[[ THE DATA open ]]
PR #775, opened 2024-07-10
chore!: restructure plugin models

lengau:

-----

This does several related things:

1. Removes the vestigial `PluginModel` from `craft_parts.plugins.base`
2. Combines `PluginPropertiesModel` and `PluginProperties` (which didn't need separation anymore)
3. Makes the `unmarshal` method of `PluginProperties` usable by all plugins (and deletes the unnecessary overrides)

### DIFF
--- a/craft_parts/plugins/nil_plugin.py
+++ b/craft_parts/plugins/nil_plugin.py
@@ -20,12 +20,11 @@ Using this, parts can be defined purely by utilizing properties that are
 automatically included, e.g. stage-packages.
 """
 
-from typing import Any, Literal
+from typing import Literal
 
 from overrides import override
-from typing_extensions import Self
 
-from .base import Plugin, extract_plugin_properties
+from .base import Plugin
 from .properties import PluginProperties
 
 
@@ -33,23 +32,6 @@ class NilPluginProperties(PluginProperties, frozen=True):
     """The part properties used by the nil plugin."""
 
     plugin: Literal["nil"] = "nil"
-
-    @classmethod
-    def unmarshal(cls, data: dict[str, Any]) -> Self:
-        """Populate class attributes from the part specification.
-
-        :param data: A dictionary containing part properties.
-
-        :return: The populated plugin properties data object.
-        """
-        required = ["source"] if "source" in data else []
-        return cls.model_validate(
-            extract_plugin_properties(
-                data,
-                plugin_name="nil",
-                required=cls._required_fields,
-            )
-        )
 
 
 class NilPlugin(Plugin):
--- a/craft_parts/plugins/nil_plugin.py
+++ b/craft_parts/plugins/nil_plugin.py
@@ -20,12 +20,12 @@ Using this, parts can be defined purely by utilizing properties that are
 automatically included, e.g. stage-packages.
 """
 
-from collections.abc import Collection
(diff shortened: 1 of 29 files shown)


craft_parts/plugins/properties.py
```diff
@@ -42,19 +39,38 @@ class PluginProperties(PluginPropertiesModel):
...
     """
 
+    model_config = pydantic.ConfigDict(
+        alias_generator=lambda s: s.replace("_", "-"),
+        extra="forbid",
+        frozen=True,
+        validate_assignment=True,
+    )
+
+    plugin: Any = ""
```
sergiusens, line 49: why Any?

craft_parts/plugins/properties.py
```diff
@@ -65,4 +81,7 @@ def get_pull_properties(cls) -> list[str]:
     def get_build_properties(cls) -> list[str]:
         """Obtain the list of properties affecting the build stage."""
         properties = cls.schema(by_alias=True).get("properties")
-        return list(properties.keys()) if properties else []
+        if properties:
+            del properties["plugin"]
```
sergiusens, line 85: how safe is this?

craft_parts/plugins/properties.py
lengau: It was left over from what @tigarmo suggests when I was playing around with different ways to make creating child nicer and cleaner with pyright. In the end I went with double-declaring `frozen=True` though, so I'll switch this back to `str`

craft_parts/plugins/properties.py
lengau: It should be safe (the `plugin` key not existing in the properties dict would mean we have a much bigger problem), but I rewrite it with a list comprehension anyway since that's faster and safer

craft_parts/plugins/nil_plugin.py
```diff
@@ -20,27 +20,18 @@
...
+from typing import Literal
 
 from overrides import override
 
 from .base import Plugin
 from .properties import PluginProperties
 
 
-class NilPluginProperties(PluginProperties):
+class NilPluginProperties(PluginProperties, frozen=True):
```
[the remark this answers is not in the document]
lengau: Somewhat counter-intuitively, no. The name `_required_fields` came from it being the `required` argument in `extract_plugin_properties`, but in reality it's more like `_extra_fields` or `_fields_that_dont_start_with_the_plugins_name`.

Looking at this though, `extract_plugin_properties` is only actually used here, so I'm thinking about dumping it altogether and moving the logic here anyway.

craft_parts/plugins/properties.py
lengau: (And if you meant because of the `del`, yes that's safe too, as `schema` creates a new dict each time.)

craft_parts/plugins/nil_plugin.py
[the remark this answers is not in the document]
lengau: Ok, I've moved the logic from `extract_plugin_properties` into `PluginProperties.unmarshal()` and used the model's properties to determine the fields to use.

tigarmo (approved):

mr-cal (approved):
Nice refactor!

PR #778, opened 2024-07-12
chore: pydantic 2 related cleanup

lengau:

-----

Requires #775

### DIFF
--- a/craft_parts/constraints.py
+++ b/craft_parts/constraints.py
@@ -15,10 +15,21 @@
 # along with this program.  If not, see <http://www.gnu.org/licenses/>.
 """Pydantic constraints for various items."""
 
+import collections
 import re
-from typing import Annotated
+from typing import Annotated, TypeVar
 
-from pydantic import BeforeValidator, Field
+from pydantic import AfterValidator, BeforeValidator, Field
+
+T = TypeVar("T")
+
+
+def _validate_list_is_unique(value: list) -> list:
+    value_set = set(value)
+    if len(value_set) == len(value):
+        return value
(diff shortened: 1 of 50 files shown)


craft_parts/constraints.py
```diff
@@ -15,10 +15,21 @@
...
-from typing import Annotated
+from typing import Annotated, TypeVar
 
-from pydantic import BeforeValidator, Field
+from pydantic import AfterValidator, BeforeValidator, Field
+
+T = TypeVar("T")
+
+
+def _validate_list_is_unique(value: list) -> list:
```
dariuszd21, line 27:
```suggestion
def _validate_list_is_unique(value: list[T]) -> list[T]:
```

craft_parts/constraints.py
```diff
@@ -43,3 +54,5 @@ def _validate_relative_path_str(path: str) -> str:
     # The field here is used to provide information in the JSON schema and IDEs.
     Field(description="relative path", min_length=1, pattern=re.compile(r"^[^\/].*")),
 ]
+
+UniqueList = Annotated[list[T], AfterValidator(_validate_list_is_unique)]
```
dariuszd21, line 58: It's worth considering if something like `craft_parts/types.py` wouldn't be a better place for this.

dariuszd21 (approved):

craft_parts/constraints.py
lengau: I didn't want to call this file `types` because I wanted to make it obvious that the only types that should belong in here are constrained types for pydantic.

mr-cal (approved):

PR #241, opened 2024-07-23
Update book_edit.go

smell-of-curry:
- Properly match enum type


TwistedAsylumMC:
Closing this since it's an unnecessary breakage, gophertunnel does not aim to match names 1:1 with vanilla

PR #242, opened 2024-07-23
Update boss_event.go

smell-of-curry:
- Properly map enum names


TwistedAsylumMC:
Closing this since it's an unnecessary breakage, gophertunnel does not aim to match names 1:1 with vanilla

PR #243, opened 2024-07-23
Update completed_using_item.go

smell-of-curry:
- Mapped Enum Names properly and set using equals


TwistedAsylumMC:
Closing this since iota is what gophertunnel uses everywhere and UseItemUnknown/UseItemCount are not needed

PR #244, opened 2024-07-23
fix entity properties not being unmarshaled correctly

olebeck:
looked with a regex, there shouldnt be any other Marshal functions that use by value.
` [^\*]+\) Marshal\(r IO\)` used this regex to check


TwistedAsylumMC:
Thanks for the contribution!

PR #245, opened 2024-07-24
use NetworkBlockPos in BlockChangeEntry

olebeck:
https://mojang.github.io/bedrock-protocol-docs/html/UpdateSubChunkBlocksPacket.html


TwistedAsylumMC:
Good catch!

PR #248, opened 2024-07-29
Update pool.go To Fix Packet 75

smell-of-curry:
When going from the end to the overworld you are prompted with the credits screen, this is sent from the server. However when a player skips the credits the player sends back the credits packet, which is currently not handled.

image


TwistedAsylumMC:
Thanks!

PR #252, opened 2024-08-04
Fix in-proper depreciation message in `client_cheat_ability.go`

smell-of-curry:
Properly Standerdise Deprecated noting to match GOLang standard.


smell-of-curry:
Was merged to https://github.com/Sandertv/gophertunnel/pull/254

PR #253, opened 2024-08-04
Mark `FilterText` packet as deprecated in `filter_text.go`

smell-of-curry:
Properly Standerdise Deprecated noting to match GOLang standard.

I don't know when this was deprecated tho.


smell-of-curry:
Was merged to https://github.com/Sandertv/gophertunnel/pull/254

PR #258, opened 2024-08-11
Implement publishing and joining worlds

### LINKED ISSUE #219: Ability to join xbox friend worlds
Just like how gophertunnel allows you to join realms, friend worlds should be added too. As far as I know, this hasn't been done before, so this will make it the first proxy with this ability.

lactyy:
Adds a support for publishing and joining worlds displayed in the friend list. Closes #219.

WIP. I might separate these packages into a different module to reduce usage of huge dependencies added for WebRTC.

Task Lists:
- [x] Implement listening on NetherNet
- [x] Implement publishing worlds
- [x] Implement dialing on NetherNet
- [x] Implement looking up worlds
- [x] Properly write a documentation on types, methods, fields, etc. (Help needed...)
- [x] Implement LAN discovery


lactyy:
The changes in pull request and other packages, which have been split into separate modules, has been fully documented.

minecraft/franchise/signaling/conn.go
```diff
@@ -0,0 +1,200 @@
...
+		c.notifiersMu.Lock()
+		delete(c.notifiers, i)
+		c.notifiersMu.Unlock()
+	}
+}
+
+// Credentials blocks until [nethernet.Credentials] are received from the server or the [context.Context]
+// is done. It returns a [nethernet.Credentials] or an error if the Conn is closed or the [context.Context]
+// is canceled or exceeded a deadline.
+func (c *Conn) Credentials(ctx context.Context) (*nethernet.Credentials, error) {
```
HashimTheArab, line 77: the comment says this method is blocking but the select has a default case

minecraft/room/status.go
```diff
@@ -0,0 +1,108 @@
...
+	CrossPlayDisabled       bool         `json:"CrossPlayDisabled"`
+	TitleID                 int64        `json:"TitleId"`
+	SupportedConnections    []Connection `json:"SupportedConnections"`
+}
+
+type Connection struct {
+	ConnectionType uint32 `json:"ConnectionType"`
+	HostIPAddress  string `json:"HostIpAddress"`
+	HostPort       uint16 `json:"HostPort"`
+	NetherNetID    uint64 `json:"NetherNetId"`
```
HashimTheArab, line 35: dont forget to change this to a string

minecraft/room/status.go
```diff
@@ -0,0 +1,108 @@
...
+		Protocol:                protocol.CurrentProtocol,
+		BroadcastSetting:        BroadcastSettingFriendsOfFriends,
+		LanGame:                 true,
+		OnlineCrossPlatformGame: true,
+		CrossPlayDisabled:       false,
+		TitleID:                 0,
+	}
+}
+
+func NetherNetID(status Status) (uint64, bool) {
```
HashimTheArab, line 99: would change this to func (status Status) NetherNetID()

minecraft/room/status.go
[[ THE DATA closed ]]
▸ **WHAT NEEDS TO BE DONE**:
For each line of the material that includes the word "though", make a copy.

▸ **SOLUTION TO THIS TASK**:
lengau: It was left over from what @tigarmo suggests when I was playing around with different ways to make creating child nicer and cleaner with pyright. In the end I went with double-declaring `frozen=True` though, so I'll switch this back to `str`
Looking at this though, `extract_plugin_properties` is only actually used here, so I'm thinking about dumping it altogether and moving the logic here anyway.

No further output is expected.